*** Block opens ***
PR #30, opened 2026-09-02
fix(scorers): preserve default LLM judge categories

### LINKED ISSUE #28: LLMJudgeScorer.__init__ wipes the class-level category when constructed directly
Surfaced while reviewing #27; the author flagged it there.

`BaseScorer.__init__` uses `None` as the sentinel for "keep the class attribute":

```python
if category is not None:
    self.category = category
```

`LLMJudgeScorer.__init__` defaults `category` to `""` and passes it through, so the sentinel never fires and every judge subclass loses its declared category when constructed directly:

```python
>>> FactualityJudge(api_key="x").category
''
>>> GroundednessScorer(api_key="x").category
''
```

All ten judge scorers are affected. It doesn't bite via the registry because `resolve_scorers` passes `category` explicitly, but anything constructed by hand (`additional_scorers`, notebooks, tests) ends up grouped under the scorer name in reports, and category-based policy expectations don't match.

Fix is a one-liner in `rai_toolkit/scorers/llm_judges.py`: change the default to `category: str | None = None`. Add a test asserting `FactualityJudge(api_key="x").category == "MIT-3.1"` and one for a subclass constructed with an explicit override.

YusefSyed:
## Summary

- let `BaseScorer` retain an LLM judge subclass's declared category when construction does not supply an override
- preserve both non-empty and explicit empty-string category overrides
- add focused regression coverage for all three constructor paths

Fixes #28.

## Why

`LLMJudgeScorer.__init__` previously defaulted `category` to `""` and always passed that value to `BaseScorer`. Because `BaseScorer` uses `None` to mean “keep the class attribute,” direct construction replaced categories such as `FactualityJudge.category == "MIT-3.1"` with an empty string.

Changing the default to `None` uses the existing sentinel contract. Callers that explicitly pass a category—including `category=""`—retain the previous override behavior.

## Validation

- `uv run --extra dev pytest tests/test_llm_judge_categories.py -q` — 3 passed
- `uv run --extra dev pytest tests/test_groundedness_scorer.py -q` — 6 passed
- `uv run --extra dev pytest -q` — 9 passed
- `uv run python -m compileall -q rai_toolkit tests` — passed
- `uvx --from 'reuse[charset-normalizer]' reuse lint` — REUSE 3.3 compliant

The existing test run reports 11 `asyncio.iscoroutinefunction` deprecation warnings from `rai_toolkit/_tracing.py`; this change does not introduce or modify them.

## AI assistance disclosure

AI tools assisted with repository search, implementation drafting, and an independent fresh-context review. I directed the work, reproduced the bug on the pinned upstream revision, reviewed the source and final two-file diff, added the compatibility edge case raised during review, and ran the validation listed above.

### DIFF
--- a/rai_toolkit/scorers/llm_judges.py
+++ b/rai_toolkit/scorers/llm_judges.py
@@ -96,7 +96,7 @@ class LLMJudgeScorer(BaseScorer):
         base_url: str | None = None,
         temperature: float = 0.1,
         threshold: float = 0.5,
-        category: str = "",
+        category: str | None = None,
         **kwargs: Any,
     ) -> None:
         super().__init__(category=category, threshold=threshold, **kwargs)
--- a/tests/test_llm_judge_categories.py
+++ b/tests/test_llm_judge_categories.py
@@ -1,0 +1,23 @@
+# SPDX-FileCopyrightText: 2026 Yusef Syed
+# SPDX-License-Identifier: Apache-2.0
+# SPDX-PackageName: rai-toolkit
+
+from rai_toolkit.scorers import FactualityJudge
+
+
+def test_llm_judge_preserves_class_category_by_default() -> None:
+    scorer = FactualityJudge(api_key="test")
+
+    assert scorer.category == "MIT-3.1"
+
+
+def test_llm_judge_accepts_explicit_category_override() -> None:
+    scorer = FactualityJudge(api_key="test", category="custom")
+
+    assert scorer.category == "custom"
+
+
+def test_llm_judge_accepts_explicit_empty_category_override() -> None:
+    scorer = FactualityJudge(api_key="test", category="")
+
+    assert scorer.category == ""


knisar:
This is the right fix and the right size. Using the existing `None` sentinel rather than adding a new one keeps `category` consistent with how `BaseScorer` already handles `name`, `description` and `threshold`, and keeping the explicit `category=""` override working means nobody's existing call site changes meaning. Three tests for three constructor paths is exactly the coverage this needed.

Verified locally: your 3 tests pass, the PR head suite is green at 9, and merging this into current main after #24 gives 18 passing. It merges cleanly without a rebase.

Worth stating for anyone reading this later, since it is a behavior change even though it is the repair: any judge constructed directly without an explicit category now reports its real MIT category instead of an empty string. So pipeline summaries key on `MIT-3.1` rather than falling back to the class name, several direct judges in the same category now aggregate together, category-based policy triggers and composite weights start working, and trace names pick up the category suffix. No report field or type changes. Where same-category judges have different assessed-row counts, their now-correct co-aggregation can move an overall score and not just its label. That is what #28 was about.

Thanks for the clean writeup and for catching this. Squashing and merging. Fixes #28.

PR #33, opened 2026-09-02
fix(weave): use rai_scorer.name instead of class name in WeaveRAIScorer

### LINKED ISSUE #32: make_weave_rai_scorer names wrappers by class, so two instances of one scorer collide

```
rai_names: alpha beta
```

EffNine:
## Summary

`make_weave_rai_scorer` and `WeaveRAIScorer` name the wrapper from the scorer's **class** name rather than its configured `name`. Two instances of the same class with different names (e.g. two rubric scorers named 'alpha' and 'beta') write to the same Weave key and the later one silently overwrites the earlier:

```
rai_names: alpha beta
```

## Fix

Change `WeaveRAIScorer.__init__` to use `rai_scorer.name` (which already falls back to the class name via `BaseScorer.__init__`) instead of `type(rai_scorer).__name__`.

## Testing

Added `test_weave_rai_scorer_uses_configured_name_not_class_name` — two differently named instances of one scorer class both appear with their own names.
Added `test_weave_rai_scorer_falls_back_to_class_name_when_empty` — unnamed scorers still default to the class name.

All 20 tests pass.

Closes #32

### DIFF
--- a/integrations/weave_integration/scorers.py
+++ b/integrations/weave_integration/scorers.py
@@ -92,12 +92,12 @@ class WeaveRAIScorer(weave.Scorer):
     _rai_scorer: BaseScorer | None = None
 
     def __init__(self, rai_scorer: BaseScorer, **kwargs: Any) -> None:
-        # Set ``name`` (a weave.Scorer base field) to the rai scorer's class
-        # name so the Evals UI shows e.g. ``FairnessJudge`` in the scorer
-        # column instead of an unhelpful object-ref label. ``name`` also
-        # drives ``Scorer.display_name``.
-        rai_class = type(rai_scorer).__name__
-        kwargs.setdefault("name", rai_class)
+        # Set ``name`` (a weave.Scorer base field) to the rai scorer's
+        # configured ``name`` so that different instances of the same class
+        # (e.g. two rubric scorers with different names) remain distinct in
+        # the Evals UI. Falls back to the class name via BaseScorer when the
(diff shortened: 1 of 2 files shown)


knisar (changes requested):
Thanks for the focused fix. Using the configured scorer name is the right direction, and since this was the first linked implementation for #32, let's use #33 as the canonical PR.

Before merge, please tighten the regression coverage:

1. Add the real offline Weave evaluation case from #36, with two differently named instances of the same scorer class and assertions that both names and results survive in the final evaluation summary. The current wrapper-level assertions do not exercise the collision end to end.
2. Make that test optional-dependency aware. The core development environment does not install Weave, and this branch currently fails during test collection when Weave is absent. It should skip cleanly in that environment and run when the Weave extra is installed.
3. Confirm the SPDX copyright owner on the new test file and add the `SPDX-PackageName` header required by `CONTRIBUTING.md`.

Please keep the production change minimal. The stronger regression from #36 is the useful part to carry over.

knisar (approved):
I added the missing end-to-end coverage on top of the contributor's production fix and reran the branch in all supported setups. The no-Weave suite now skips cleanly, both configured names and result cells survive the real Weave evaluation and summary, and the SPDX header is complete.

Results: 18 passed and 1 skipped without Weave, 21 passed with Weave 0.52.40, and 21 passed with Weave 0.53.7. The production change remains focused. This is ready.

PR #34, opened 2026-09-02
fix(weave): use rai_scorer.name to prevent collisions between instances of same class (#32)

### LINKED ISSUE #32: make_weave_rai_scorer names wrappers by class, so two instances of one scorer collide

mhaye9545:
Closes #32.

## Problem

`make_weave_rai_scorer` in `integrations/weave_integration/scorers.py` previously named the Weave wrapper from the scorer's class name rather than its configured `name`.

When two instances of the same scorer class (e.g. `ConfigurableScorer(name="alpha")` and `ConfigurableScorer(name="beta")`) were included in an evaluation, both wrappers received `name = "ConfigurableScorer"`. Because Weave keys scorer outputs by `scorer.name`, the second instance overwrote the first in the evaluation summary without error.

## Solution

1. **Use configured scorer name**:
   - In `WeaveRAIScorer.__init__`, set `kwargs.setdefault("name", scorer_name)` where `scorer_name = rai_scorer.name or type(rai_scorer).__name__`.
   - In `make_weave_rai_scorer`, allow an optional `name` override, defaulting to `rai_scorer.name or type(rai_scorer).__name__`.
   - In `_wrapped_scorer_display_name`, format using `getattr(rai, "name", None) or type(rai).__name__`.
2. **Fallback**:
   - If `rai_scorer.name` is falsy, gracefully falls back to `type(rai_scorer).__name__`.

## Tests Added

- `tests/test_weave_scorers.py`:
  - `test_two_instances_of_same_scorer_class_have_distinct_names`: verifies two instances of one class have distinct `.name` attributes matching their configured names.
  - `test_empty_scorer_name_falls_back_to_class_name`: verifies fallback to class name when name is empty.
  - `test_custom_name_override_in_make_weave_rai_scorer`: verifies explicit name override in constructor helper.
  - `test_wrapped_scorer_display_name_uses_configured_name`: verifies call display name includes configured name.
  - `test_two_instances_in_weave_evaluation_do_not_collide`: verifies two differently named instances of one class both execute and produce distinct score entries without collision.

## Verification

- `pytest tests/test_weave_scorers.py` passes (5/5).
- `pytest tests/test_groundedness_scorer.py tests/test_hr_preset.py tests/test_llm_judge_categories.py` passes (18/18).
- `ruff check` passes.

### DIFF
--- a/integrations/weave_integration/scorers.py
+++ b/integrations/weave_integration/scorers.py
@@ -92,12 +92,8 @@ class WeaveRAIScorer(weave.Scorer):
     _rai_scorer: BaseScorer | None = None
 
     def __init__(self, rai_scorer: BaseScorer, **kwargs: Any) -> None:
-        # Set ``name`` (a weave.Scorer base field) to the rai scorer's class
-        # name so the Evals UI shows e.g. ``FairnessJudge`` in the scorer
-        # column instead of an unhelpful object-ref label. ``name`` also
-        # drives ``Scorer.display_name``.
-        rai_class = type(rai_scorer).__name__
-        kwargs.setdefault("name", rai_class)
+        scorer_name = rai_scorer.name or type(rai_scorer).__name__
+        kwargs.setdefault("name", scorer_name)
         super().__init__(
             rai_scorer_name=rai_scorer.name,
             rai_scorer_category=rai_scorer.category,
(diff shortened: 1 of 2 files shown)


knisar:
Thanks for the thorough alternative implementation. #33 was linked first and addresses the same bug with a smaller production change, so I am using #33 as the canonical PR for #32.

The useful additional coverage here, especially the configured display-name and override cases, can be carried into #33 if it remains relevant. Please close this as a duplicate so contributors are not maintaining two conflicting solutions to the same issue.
*** Block closes ***
TASK STATEMENT » The required answer is the exact run of lines above starting at the line with "-96,7 +96,7 @@" and ending at the line with "Verified locally: your", with both ends present.

TASK SOLUTION »
@@ -96,7 +96,7 @@ class LLMJudgeScorer(BaseScorer):
         base_url: str | None = None,
         temperature: float = 0.1,
         threshold: float = 0.5,
-        category: str = "",
+        category: str | None = None,
         **kwargs: Any,
     ) -> None:
         super().__init__(category=category, threshold=threshold, **kwargs)
--- a/tests/test_llm_judge_categories.py
+++ b/tests/test_llm_judge_categories.py
@@ -1,0 +1,23 @@
+# SPDX-FileCopyrightText: 2026 Yusef Syed
+# SPDX-License-Identifier: Apache-2.0
+# SPDX-PackageName: rai-toolkit
+
+from rai_toolkit.scorers import FactualityJudge
+
+
+def test_llm_judge_preserves_class_category_by_default() -> None:
+    scorer = FactualityJudge(api_key="test")
+
+    assert scorer.category == "MIT-3.1"
+
+
+def test_llm_judge_accepts_explicit_category_override() -> None:
+    scorer = FactualityJudge(api_key="test", category="custom")
+
+    assert scorer.category == "custom"
+
+
+def test_llm_judge_accepts_explicit_empty_category_override() -> None:
+    scorer = FactualityJudge(api_key="test", category="")
+
+    assert scorer.category == ""


knisar:
This is the right fix and the right size. Using the existing `None` sentinel rather than adding a new one keeps `category` consistent with how `BaseScorer` already handles `name`, `description` and `threshold`, and keeping the explicit `category=""` override working means nobody's existing call site changes meaning. Three tests for three constructor paths is exactly the coverage this needed.

Verified locally: your 3 tests pass, the PR head suite is green at 9, and merging this into current main after #24 gives 18 passing. It merges cleanly without a rebase.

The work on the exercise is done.